EXERCISE GOAL: What you return should be each line of the data containing the string "retError".

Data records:
PR #4083, opened 2021-03-26
Fix Dockerfile

yycptt:
**What changed?**
- Remove `.bin` and `.build` folder when building docker images
- Fix typo in `.fake-codegen` and `.fake-protoc`
- Build copyright binary if not exists

**Why?**
Current Dockerfile is broken

**How did you test it?**
Tested locally

**Potential risks**
N/A

### DIFF
--- a/Dockerfile
+++ b/Dockerfile
@@ -26,9 +26,10 @@ COPY go.* ./
 RUN go mod download
 
 COPY . .
+RUN rm -fr .bin .build
 
 # bypass codegen, use committed files.  must be run separately, before building things.
-RUN make .faux-codegen
+RUN make .fake-codegen
 RUN CGO_ENABLED=0 make copyright cadence-cassandra-tool cadence-sql-tool cadence cadence-server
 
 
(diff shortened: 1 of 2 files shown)


Makefile
```diff
@@ -320,7 +320,7 @@ lint: ## (re)run the linter
 fmt: $(BUILD)/fmt ## run goimports
 
 # not identical to the intermediate target, but does provide the same codegen (or more).
-copyright: ## update copyright headers
+copyright: $(BIN)/copyright ## update copyright headers
```
Groxx, line 323: oops.  I must've forgotten this one.  sorry!

Groxx (approved):

Dockerfile
```diff
@@ -26,9 +26,10 @@ COPY go.* ./
 RUN go mod download
 
 COPY . .
+RUN rm -fr .bin .build
 
 # bypass codegen, use committed files.  must be run separately, before building things.
-RUN make .faux-codegen
```
Groxx, line 31: bleh.  how did I miss this one too

mkolodezny (approved):

Makefile
mkolodezny: did it cause the "syntax error: unexpected word (expecting ")")"?

Groxx: I don't think so. The error message seemed to be from something make was running, not make itself

PR #4088, opened 2021-03-29
Treat persistence timeout as transient error

yycptt:
**What changed?**
- Treat persistence timeout as transient error
- Move `IsPersistenceTransientError` to persistence package to avoid cycle dependencies between `common` and `persistence` package.

**Why?**
Persistence timeout is a transient error and operation should be retried when encountering that error

**How did you test it?**
Unit test

**Potential risks**
If timeout is due to high number of requests, retry will result in more requests and make the situation worse.


yux0 (approved):

yycptt:
Timeout error is not also retryable, need to double check all references to this function.

PR #4089, opened 2021-03-29
Add delayed start support in handler

demirkayaender:
**What changed?**
Changed workflowHandler to use delayStartSeconds param from
StartWorkflowExecutionRequest and delay starting the workflow accordingly. 

**Why?**
Workflows will be able to start with a delay

**How did you test it?**
```
go test -v github.com/uber/cadence/service/frontend -run TestWorkflowHandlerSuite -testify.m TestStartWorkflowExecution_Failed_BadDelayStartSeconds
go test -v github.com/uber/cadence/common -testify.m TestCreateHistoryStartWorkflowRequest_DelayStart
make test
```

**Potential risks**
If there is a bug in how delays work, workflow starts might get delayed infinitely.


common/util.go
```diff
@@ -431,12 +432,22 @@ func CreateHistoryStartWorkflowRequest(
 	domainID string,
 	startRequest *types.StartWorkflowExecutionRequest,
 	now time.Time,
-) *types.HistoryStartWorkflowExecutionRequest {
+) (resp *types.HistoryStartWorkflowExecutionRequest, retError error) {
```
yycptt, line 435: do we need named return parameter in this case, looks like `resp` is never used and a new `histRequest` is created and returned

common/util.go
```diff
@@ -103,6 +103,7 @@ var (
 	ErrContextTimeoutTooShort = &types.BadRequestError{Message: "Context timeout is too short."}
 	// ErrContextTimeoutNotSet is error for not setting a context timeout when calling a long poll API
 	ErrContextTimeoutNotSet = &types.BadRequestError{Message: "Context timeout is not set."}
+	ErrDelayStartSeconds    = &types.BadRequestError{Message: "A valid DelayStartSeconds is not set on request."}
```
yycptt, line 106: nit: can we make the message a bit more specific?

service/history/historyEngine.go
```diff
@@ -2758,7 +2765,7 @@ func getScheduleID(
 func getStartRequest(
 	domainID string,
 	request *types.SignalWithStartWorkflowExecutionRequest,
-) *types.HistoryStartWorkflowExecutionRequest {
+) (historyReq *types.HistoryStartWorkflowExecutionRequest, retError error) {
```
yycptt, line 2768: same here?

service/frontend/workflowHandler.go
```diff
@@ -1829,8 +1834,13 @@ func (wh *WorkflowHandler) StartWorkflowExecution(
 	}
 
 	wh.GetLogger().Debug("Start workflow execution request domainID", tag.WorkflowDomainID(domainID))
-	resp, err = wh.GetHistoryClient().
-		StartWorkflowExecution(ctx, common.CreateHistoryStartWorkflowRequest(domainID, startRequest, time.Now()))
+	historyRequest, err := common.CreateHistoryStartWorkflowRequest(
+		domainID, startRequest, time.Now())
+	if historyRequest == nil {
```
yycptt, line 1839: let's check for error instead of returned requests

service/frontend/workflowHandler.go
```diff
@@ -1787,6 +1788,10 @@ func (wh *WorkflowHandler) StartWorkflowExecution(
 		return nil, wh.error(errInvalidTaskStartToCloseTimeoutSeconds, scope)
 	}
 
+	if startRequest.GetDelayStartSeconds() <= 0 {
```
yux0, line 1791: Does delay start seconds allow 0?

common/util.go
```diff
@@ -103,6 +103,7 @@ var (
 	ErrContextTimeoutTooShort = &types.BadRequestError{Message: "Context timeout is too short."}
 	// ErrContextTimeoutNotSet is error for not setting a context timeout when calling a long poll API
 	ErrContextTimeoutNotSet = &types.BadRequestError{Message: "Context timeout is not set."}
+	ErrDelayStartSeconds    = &types.BadRequestError{Message: "Conflicting inputs: both DelayStartSeconds and Cron schedule is set"}
```
yux0, line 106: Still think we should support this. We can sync offline

common/types/shared.go
```diff
@@ -7955,6 +7964,7 @@ type StartChildWorkflowExecutionInitiatedEventAttributes struct {
 	Header                              *Header                `json:"header,omitempty"`
 	Memo                                *Memo                  `json:"memo,omitempty"`
 	SearchAttributes                    *SearchAttributes      `json:"searchAttributes,omitempty"`
+	DelayStartSeconds                   *int32                 `json:"delayStartSeconds,omitempty"`
```
yux0, line 7967: what about DelayStartInSeconds

common/util.go
```diff
@@ -431,12 +432,22 @@ func CreateHistoryStartWorkflowRequest(
...
 	now time.Time,
-) *types.HistoryStartWorkflowExecutionRequest {
+) (*types.HistoryStartWorkflowExecutionRequest, error) {
 	histRequest := &types.HistoryStartWorkflowExecutionRequest{
 		DomainUUID:   domainID,
 		StartRequest: startRequest,
 	}
-	firstDecisionTaskBackoffSeconds := backoff.GetBackoffForNextScheduleInSeconds(startRequest.GetCronSchedule(), now, now)
+
+	firstDecisionTaskBackoffSeconds := backoff.GetBackoffForNextScheduleInSeconds(
```
yux0, line 441: I am thinking:
startTime := now.Add(time.Second * delayStartSeconds)
firstDecisionTaskBackoffSeconds := backoff.GetBackoffForNextScheduleInSeconds(startRequest.GetCronSchedule(), startTime, startTime)

So. you don't need to return an error.

service/frontend/workflowHandler.go
demirkayaender: yes, I replaced this with "<", will update the pr

common/util.go
demirkayaender: I think, in the meeting we decided to make this mutually exclusive for now, then support with another change.

common/types/shared.go
demirkayaender: I chose this naming since it was consistent with other variables like taskStartToCloseTimeoutSeconds, executionStartToCloseTimeoutSeconds in the same struct

common/util.go
demirkayaender: I think there's more than to this than how to implement it. We need to clearly explain this behavior. Let's talk about this behavior in an ERD after this change then update here.

PR #4090, opened 2021-03-29
Fix CLI unit tests

emrahs:
### Describe what has changed in this PR
Fixed broken unit tests

### DIFF
--- a/tools/cli/adminClusterCommands.go
+++ b/tools/cli/adminClusterCommands.go
@@ -29,6 +29,9 @@ import (
 	"github.com/uber/cadence/common/types"
 )
 
+// An indirection for the prompt function so that it can be mocked in the unit tests
+var promptFn = prompt
+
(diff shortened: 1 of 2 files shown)


tools/cli/adminClusterCommands.go
```diff
@@ -29,6 +29,9 @@ import (
 	"github.com/uber/cadence/common/types"
 )
 
+// An indirection for the prompt function so that it can be mocked in the unit tests
+var promptFn = prompt
+
```
Groxx, line 34: :| 

I mean, it works, but I/O is a dependency like anything else, we should just inject it somehow.  Though I'm not familiar with how much of a change that'd be to this code.

Groxx (approved):
LGTM though I am kinda curious how these weren't flagged earlier.  do we run these in CI?

demirkayaender (approved):
Thanks for fixing these tests!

ANSWER TO THE PROBLEM:
+) (resp *types.HistoryStartWorkflowExecutionRequest, retError error) {
+) (historyReq *types.HistoryStartWorkflowExecutionRequest, retError error) {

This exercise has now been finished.